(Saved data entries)
----------

PR #37, opened 2017-12-22
Improve CLI error messages

akx:
This PR makes the CLI error messages a little more explicit.

I was trying to mistakenly pass in file system paths for modules, which didn't work. :)

### DIFF
--- a/monkeytype/cli.py
+++ b/monkeytype/cli.py
@@ -8,6 +8,7 @@ import collections
 import difflib
 import importlib
 import inspect
+import os
 import os.path
 import runpy
 import subprocess
@@ -44,6 +45,11 @@ def module_path(path: str) -> Tuple[str, Optional[str]]:
     parts = path.split(':', 1)
     module = parts.pop(0)
     qualname = parts[0] if parts else None
+    if os.sep in module:  # Smells like a path
+        raise argparse.ArgumentTypeError(
+            f'{module} does not look like a valid Python import path'
+        )
+
     return module, qualname
 
 
--- a/monkeytype/cli.py
+++ b/monkeytype/cli.py
@@ -55,6 +55,14 @@ def module_path_with_qualname(path: str) -> Tuple[str, str]:
     return module, qualname
 
 
+def complain_about_no_traces(args: argparse.Namespace, stderr: IO) -> None:
+    module, qualname = args.module_path
+    if qualname:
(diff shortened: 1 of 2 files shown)


tests/test_cli.py
```diff
@@ -81,7 +81,7 @@ def test_no_traces(store_data, stdout, stderr):
     store, db_file = store_data
     with mock.patch.dict(os.environ, {DefaultConfig.DB_PATH_VAR: db_file.name}):
         ret = cli.main(['stub', func.__module__], stdout, stderr)
-    assert stderr.getvalue() == "No traces found\n"
+    assert stderr.getvalue().startswith("No traces found")
```
carljm: Shouldn't we be able to use `func.__module__` again here and assert on the full error message?

monkeytype/cli.py
```diff
@@ -41,6 +42,11 @@ def module_path(path: str) -> Tuple[str, Optional[str]]:
     parts = path.split(':', 1)
     module = parts.pop(0)
     qualname = parts[0] if parts else None
+    if os.sep in module:  # Smells like a path
```
carljm: Can we add a test for this case?

akx:
@carljm Tests added :)

tests/test_cli.py
```diff
@@ -81,7 +81,7 @@ def test_no_traces(store_data, stdout, stderr):
     store, db_file = store_data
     with mock.patch.dict(os.environ, {DefaultConfig.DB_PATH_VAR: db_file.name}):
         ret = cli.main(['stub', func.__module__], stdout, stderr)
-    assert stderr.getvalue() == "No traces found\n"
+    assert stderr.getvalue() == f"No traces found for module path ('{func.__module__}', None)\n"
```
carljm: I think this `(module, qualname)` representation will be confusing, especially when qualname is `None` (which is the more common case). Can we rejoin the tuple into its original form instead? (Or maybe there is some argparse way to preserve the original pre-parsing string?)

akx:
@mpage Yes, sorry I'd left this hanging! In my defense I spent two weeks in Japan in the interim and [it was pretty](https://www.instagram.com/p/BdfHnvwgKOn/).

@carljm Changes made! :)

mpage:
@akx - Looks great - can you fix the conflicts?

carljm:
Looks great! Thanks for pushing this through! Merging.

PR #39, opened 2017-12-22
Catch and log serialization exceptions

### LINKED ISSUE #38: log and continue when failing to serialize a trace
When collecting traces, we catch unexpected exceptions and just log them and continue execution: https://github.com/Instagram/MonkeyType/blob/master/monkeytype/tracing.py#L254

This is good, because there are lots of strange edge cases where trace collection could fail, and we don't want them to break the MonkeyType run entirely.

But it turns out there are also strange edge cases in trace serialization that can fail (e.g. see #33). It would be good if we were also robust against trace serialization failure; one weird trace failing to serialize shouldn't mean we lose all of our traces.

Given our current logger/store design, it looks like sadly this is something that has to be implemented independently by every trace store, because it's the trace store that is responsible for iterating over a list of traces, serializing them, and storing them.

We could provide a documented `serialize_traces` utility that takes `Iterable[CallTrace]` and returns `Iterable[CallTraceRow]` (or just yields rows, to avoid extra materialization of long lists), and we could implement the exception-catch-log-and-continue there, and then we could use this in the default SQLite store, and it'd be easy for third-party stores to reuse.

carljm:
Fixes #38

### DIFF
--- a/CHANGES.rst
+++ b/CHANGES.rst
@@ -4,6 +4,9 @@ Changelog
 master
 ------
 
+* Catch and log serialization exceptions instead of crashing. Fixes #38, merge
+  of #39.
+
 * Fix bug in default code filter when Python lib paths are symlinked. Merge of
   #40. Thanks Simon Gomizelj.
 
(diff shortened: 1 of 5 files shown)


carljm:
Yeah, I thought about that. I agree it's a good idea, but it might take a bit of creativity at this point to do that without breaking backwards compatibility with existing trace stores.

----------

**YOUR TASK**
Look through the entries above and find each line where the word "https" occurs; copy those lines.

**RESPONSE TO THIS EXERCISE**
@mpage Yes, sorry I'd left this hanging! In my defense I spent two weeks in Japan in the interim and [it was pretty](https://www.instagram.com/p/BdfHnvwgKOn/).
When collecting traces, we catch unexpected exceptions and just log them and continue execution: https://github.com/Instagram/MonkeyType/blob/master/monkeytype/tracing.py#L254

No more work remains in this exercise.